While I was scouring the net for info on a muscle strain, I stumbled on these bands, they have the same boxes as Theraband and it says they smell of chocolate just like Theraband, just a different name and colour. Same size too.

Oh and a quarter of the price, nearly forgot that little detail.

http://www.physioroom.com/product/PhysioRoom.com_5.5m_x15cm_Resistance_Band_Box_Choose_between_5_Levels/2026/39219.html


----------



## Deano 1 (Oct 11, 2013)

I have just measured some Theraband gold and it is .65mm, and phisioroom bands are .35mm for their strongest. So probably not such a good find after all.


----------



## GrayWolf (May 14, 2012)

You could either double them up or make some bands for smaller ammo. Might not be a investment to try some.

Todd


----------



## flipgun (Nov 14, 2012)

Most of the latex I buy is .030 and works fine. I'm not sure if I am reading it right. Is that 5.5m for $7.99?


----------



## SmilingFury (Jul 2, 2013)

Euros, not dollars. Call it $11.00 or so.


----------



## flipgun (Nov 14, 2012)

Ah. :slap:


----------



## Suffolkslingshots (Jun 30, 2014)

Cheers for that.....for that price it is worth a try....have ordered a box of black.


----------



## Deano 1 (Oct 11, 2013)

SmilingFury said:


> Euros, not dollars. Call it $11.00 or so.


It's actually GBP,£. They are based in Lancashire UK.


----------



## Deano 1 (Oct 11, 2013)

Suffolkslingshots said:


> Cheers for that.....for that price it is worth a try....have ordered a box of black.


Good man, we are all waiting in anticipation for the results of you investment. :shocked:


----------



## Suffolkslingshots (Jun 30, 2014)

i will chrony them when they come.


----------



## Suffolkslingshots (Jun 30, 2014)

Update...got them today...went to chrony them but was getting dark and chrony would n't register....will try maybe tomorrow but don't get your hopes up...they will deffo be slower than TBG!


----------



## NaturalFork (Jan 21, 2010)

One thing I have learned over the years is that not all resistance bands are created equal.
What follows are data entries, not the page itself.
PR #777, opened 2015-03-29
Signal Connections can be blocked/unblocked.

sansumbrella:
boost::signals2 provided a shared_connection_block type that let users temporarily block calling of a given connection. This was pretty useful for pausing/unpausing type behavior.

This adds a `block`/`unblock` method pair to `ci::signals::Connection` that lets users temporarily suspend calling of a connected function.

### DIFF
--- a/include/cinder/Signals.h
+++ b/include/cinder/Signals.h
@@ -42,7 +42,7 @@ namespace detail {
 struct SignalLinkBase {
   public:
 	SignalLinkBase()
-		: mRefCount( 1 )
+		: mRefCount( 1 ), mActive( true )
 	{}
 	virtual ~SignalLinkBase()
 	{
@@ -71,8 +71,24 @@ struct SignalLinkBase {
 		return mRefCount;
 	}
 
+	void block()
+	{
+		mActive = false;
+	}
+
+	void unblock()
+	{
+		mActive = true;
+	}
+
+	bool isActive() const
+	{
+		return mActive;
+	}
+
   private:
-	int	mRefCount;
+	int		mRefCount;
+	bool	mActive;
 };
 
 //! Base Signal class, which provides a concrete type that can be stored by the Disconnector
@@ -110,6 +126,10 @@ class Connection {
 	bool disconnect();
 	//! Returns whether or not this Connection is still connected to the callback chain.
 	bool isConnected() const;
+
+	void block();
+	void unblock();
+	bool isActive() const;
 
   private:
 	std::weak_ptr<detail::Disconnector>		mDisconnector;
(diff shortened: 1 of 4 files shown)


sansumbrella:
For reference, I am using this functionality in the Choreograph samples (which previously used boost::signals2 via ci::signals).

https://github.com/sansumbrella/Choreograph/commit/199b987865942d7fb78aa273764195b67adbf853?diff=split#diff-06b5efc9d4ac04ea3c3286af621d121fR46

richardeakin:
Looks useful to me, I think we should add this. Though first, would you mind adding a couple things?

* doxygen documentation for public API added to Connection
* some simple test code to [SignalsTest](https://github.com/cinder/Cinder/blob/glNext/test/SignalsTest/src/SignalsTest.cpp)
* it would be nice to ensure there's no serious benchmark regressions since SignalLink in particular is pretty finicky, but looking at the diffs I don't imagine there will be.

One other thing, what do you think about the names `activate()` and `deactivate()` instead of `block()` / `unblock()`?  This would match the `isActive()` method a bit better, and seems slightly clearer in intention IMO.

sansumbrella:
Happy to provide documentation and different names; `block`/`unblock` are really just carry-over from boost signals.

Are the benchmarks for this in SignalsTest, or do they live somewhere else?

sansumbrella:
As for different names, maybe: `enable()` and `disable()` (also changing the bool to `isEnabled`)? I think those words are pretty common throughout the Cinder codebase, while `active` is not.

richardeakin:
Benchmarks are in [SignalsBenchmarks.cpp](https://github.com/cinder/Cinder/blob/glNext/test/SignalsTest/src/SignalsBenchmark.cpp), you can run it from the [SignalsTest](https://github.com/cinder/Cinder/tree/glNext/test/SignalsTest) xcode or vxproj.  The tests are meant to ensure we have correct functionality when compilers change or if we decide to muck with the signals internals, benchmarks file is just to get a gauge on emission speeds.

I like the names enable() / disable(), they are widely used and make sense to me here as well.

sansumbrella:
Benchmark results:
```
// No check.
sizeof( signal ): 48 bytes
Benchmark: emmission (1 slot): OK
	per emission: 12.872ns
Benchmark: emmission (5 slots): OK
	per emission: 31.038ns, per slot: 6.2076ns
Benchmark: emmission with groups (2 groups, 4 slots): OK
	per emission: 33.544ns, per slot: 8.386ns
Benchmark: plain callback loop: OK
	per round: 1.893ns
Benchmark: std::function callback loop: OK
	per round: 2.238ns

Program ended with exit code: 0
// With isEnabled() check.

sizeof( signal ): 48 bytes
Benchmark: emmission (1 slot): OK
	per emission: 13.524ns
Benchmark: emmission (5 slots): OK
	per emission: 32.041ns, per slot: 6.4082ns
Benchmark: emmission with groups (2 groups, 4 slots): OK
	per emission: 34.826ns, per slot: 8.7065ns
Benchmark: plain callback loop: OK
	per round: 1.971ns
Benchmark: std::function callback loop: OK
	per round: 2.224ns
Program ended with exit code: 0
```

I think it's worth a nanosecond of our time.

richardeakin:
Thanks for the updates!

PR #782, opened 2015-04-02
added missing includes to opengl samples

gaborpapp:
I had to add these missing includes to build the samples in the _opengl sample directory.


richardeakin:
Thanks for opening this. For the samples, IMO it might be nicer to `#include "cinder/gl/gl.h"`, perhaps even removing the other explicit gl includes.  I think the main includers of things like gl/scoped.h would be library code.

gaborpapp:
Ok. I just wanted to make as little modifications as possible, but you are right that `#include "cinder/gl/gl.h"` without the other gl includes  is much nicer.

richardeakin:
The missing includes have been addressed with ccba1a2828705.

PR #785, opened 2015-04-02
Add MayaCamUI overloads that take MouseEvent

richardeakin:
This is in order to add support for pan and zoom to touchpads such as mac laptops, which otherwise require the user to add custom mappings.

The `MayaCamUI::mouseDown( MouseEvent )` overload isn't particularly needed, I added it for symmetry.


andrewfb:
I pushed this changeset and a couple of related commits to glNext_mayaCam

PR #790, opened 2015-04-02
ScopedVao const correctness.

sansumbrella:
Receive a `const VaoRef &` in constructor.

### DIFF
--- a/include/cinder/gl/scoped.h
+++ b/include/cinder/gl/scoped.h
@@ -38,7 +38,7 @@ typedef std::shared_ptr<class Renderbuffer>		RenderbufferRef;
 
 struct ScopedVao : private Noncopyable {
 	ScopedVao( Vao *vao );
-	ScopedVao( VaoRef &vao );
+	ScopedVao( const VaoRef &vao );
 	~ScopedVao();
 
   private:
--- a/src/cinder/gl/scoped.cpp
+++ b/src/cinder/gl/scoped.cpp
@@ -39,7 +39,7 @@ ScopedVao::ScopedVao( Vao *vao )
 	mCtx->pushVao( vao );
 }
 
-ScopedVao::ScopedVao( VaoRef &vao )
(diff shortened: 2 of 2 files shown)


andrewfb:
Hey - this is actually by design to prevent a user from accidentally taking a temporary by reference. Under the hood we take the raw pointer of the VAO (to reduce the overhead of atomics stored on the vector of VAOs on Context).

richardeakin:
I'm confused, how would passing by const& create a temporary, but non-const& wouldn't? Also, [Context::pushVao()](https://github.com/cinder/Cinder/blob/glNext/include/cinder/gl/Context.h#L108) is taking a const VaoRef & argument (there is also a variant that takes a raw pointer, but it is not used by ScopedVao and seems irrelevant to the argument of const correctness).

andrewfb:
Doesn't create a temporary - but prevents taking a temporary by reference. Without it, `ScopedVao scp( makeMyVao() )` would be legal, but is dangerous since the VaoRef returned by `makeMyVao()` will not outlive the construction of the ScopedVao, and will likely crash mysteriously. Such a use case should be written as `gl::VaoRef vao = makeMyVao(); ScopedVao scpVao( vao );` and this arrangement (VaoRef& but not const VaoRef&) forces that.

richardeakin:
I see. As an aside, and probably a moot point because it would be quite wasteful, we could add r-value reference constructors to support something like `ScopedVao( Vao::create() )`. Perhaps better to make using temporary Vao's a bit difficult.

sansumbrella:
Gotcha. A bit annoying when making `draw()` methods const, since we need to store `VaoRef`. Would be good to document this design choice inline for the future.

richardeakin:
@sansumbrella's point seems to push the favor towards adding an additional && constructor. But then, we're talking Vao here, are we really gaining some performance by not storing a shared_ptr for the life of the RAII object?

PR #796, opened 2015-04-03
Fixed shader preprocessor for es2 / iOS

wdlindmeier:
This fixes glsl shader support on iOS devices which don't have an explicit version macro. 

• Prior to this change, shaders would not compile on iOS because CINDER_GL_ES is defined in cinder/gl/Platform.h, not cinder/app/Platform.h, and would therefore default to version 150, which is not supported.

• Changed the default ES_2 version to 100, as 110 is not supported on iOS.

• Removed "es" from the version macro in ES_2 (I believe this is ES_3 syntax?)

### DIFF
--- a/src/cinder/gl/ShaderPreprocessor.cpp
+++ b/src/cinder/gl/ShaderPreprocessor.cpp
@@ -23,6 +23,7 @@
 
 #include "cinder/gl/ShaderPreprocessor.h"
 #include "cinder/app/Platform.h"
+#include "cinder/gl/Platform.h"
 #include "cinder/Utilities.h"
 #include "cinder/Log.h"
 
@@ -45,7 +46,7 @@ ShaderPreprocessor::ShaderPreprocessor()
 #if defined( CINDER_GL_ES_3 )
 	mVersion = 300;
 #elif defined( CINDER_GL_ES_2 )
-	mVersion = 110;
+	mVersion = 100;
 #else // desktop
 	mVersion = 150;
 #endif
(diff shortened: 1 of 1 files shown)


src/cinder/gl/ShaderPreprocessor.cpp
```diff
@@ -85,9 +86,9 @@ std::string ShaderPreprocessor::parseDirectives( const std::string &source )
 	
 	// if we don't have a version yet, add the default one
 	if( version.empty() ) {
-#if defined( CINDER_GL_ES )
-		version = "#version " + to_string( mVersion ) + "es\n";
-#else
+#if defined( CINDER_GL_ES_3 )
+		version = "#version " + to_string( mVersion ) + " es\n";
+#elif defined( CINDER_GL_ES_2 )
```
richardeakin: I think you're right on the point that es2 doesn't use " es" suffix, but this looks like it doesn't cover desktop anymore. I think the `#elif defined( CINDER_GL_ES_2 )` should just be and `#else`.

richardeakin:
Good points. I'd like to merge this pending the change above, except that it looks like you've committed the old cinder submodule references too. Can you make a new PR (or push force to this one) with a clean commit?  Else, if you don't mind, I'll just hand-cherry-pick your changes..

wdlindmeier:
@richardeakin Thanks. Made those changes.

richardeakin:
Awesome.  I did a squash merge and pushed to _glNext_.

PR #800, opened 2015-04-03
added case for closed polyLine in draw

### LINKED ISSUE #794: glnext, void draw( const PolyLine2 &polyLine )  does not draw closed
If I mark the polyLine as closed, the draw function still draws it as an open polyline

Ahbee:
fixes #794


richardeakin:
Thanks!

Issue #773, opened 2015-03-28
TriMesh::write without texture coordinates


gaborpapp:
`TriMesh::write` fires an assert in glNext if the `TriMesh` has no texture coords in https://github.com/cinder/Cinder/blob/glNext/src/cinder/TriMesh.cpp#L460
although texcoords should not be required.

richardeakin:
Looks like TriMesh read() / write() aren't as flexible as glNext's TriMesh yet. What if instead of storing only the number elements, we also store the dims? Ex, the first 8 numbers in the file would be:

numPos, sizePos, numNormals, sizeNormals, numTexCoords0, sizeTexCoord0.

I don't see why we shouldn't read and write texCoords1-3 as well..

Then we'd be able to remove those asserts.

gaborpapp:
Good suggestion. It would be nice to support at least as much as ObjLoader, so read obj's can be written with TriMesh::write() easily.

richardeakin:
In addition, I propose we add an optional argument to the write() method that will enable writing tangents / bitangents:

```
void	write( DataTargetRef out, bool writeTangents = false ) const;
```

It seems that if the usefulness of this method is to optimize load times, users could benefit from not having to calculate tangents / bitangents again a the cost of extra memory.

richardeakin:
I've begun work on this in the following branch: https://github.com/richardeakin/Cinder/tree/glNext_trimesh_io

Still need to add some test code and optional writeTangents.

gaborpapp:
Great, thanks!

richardeakin:
Fixed in #832.

PR #802, opened 2015-04-03
TriMesh::read() / write() improvements to support all dims

richardeakin:
Fixes issue #773.

Test added at test/TriMeshReadWriteTest, though obj file is missing as it is awaiting an update.


paulhoux:
Instead of throwing on version, couldn't the ```read()``` method support the old version, too?

richardeakin:
Thanks for taking a look. We could, but we would have no way to discern between meshes created with 0.8.6 or the version currently in glNext branch, since they both use version number 1 and they are composed differently. Also, the glNext version was pretty minimal and rigid, it was never production ready.

I'm open to the opinions of others, though personally I'd prefer to ditch it (keep the throw) and upgrade any existing binary files, to avoid having some legacy, development only code laying around.  Unfortunately this would mean re-exporting existing .msh files, the one in NormalMapping sample is the only one I can think of within cinder itself.

richardeakin:
Ah, actually I see the current glNext format is compatible with 0.8.6, so my first point is a moot one.  As I said, I'm open to what others think, I can re-add the legacy read code back if preferred. Though I think we should still throw if the first uint8_t isn't 1 or 2.

paulhoux:
I agree on throwing if version number is invalid. Personally, I'd love to stay backward-compatible if possible, it should be pretty easy to keep support for version 1 MSH files. No need adding support for writing them, though. Thanks for considering it, Rich.

richardeakin:
Paul, how was [leprechaun.msh](https://github.com/cinder/Cinder/blob/glNext/samples/_opengl/NormalMapping/assets/leprechaun.msh) created?  It seems to have the first int8 equal to 2, but its format is for version 1.  I've updated the TriMesh::read() code to support both versions, but leprechaun.msh can't be read because of this.

richardeakin:
This is pretty much ready, other than the above issue mentioned related to opengl NormalMapping sample - that won't work unless we update the .msh one way of another.

I suppose the only other thing to consider is whether we want to make normals optional and thereby produce smaller file sizes, since they can also be regenerated.  This wouldn't work with the current file format, we'd have to store the float arrays interleaved in order for both normal and tangent data to be optional.

richardeakin:
After talking with Paul online, looks like we'll need to generate a new .msh file for the NormalMapping sample, and I know how to do it from the existing one.

And we figure that we might as well make storing normals optional, and make the change to the format to be the following to allow both optional normals and tangents:

* numPositions
* sizePositions
* position array
* numNormals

And some outright suck. I will pick up resistance bands at wally world or target when I need rubber and do not want to wait for shipping. But in genera when ordering online I just get theraband.


----------



## Suffolkslingshots (Jun 30, 2014)

As promised!


----------



## Suffolkslingshots (Jun 30, 2014)

Sorry forgot to mention.

Band Length 180mm before tying pouch and tying to frame.

27-20mm taper.

9.5mm steel.

Did n't test draw weight,basically with the bands that short I could pull to the max each time so it was a true comparison....it was not about how fast I could possibly shoot them...just about comparing them at a speed I would normally shoot at.

Tim.


----------



## Deano 1 (Oct 11, 2013)

Thanks a lot for that test.


----------



## Suffolkslingshots (Jun 30, 2014)

Thanks for finding them Deano...pity about the result as I quite like the black look.


----------



## DogBox (Aug 11, 2014)

Just measuring a bit of Theraband Black, the two seem the same thickness however their difference in make-up is evident by the Chrony.

Still, nothing ventured nothing gained! Gotta still be good doubled-up for target practice...?


----------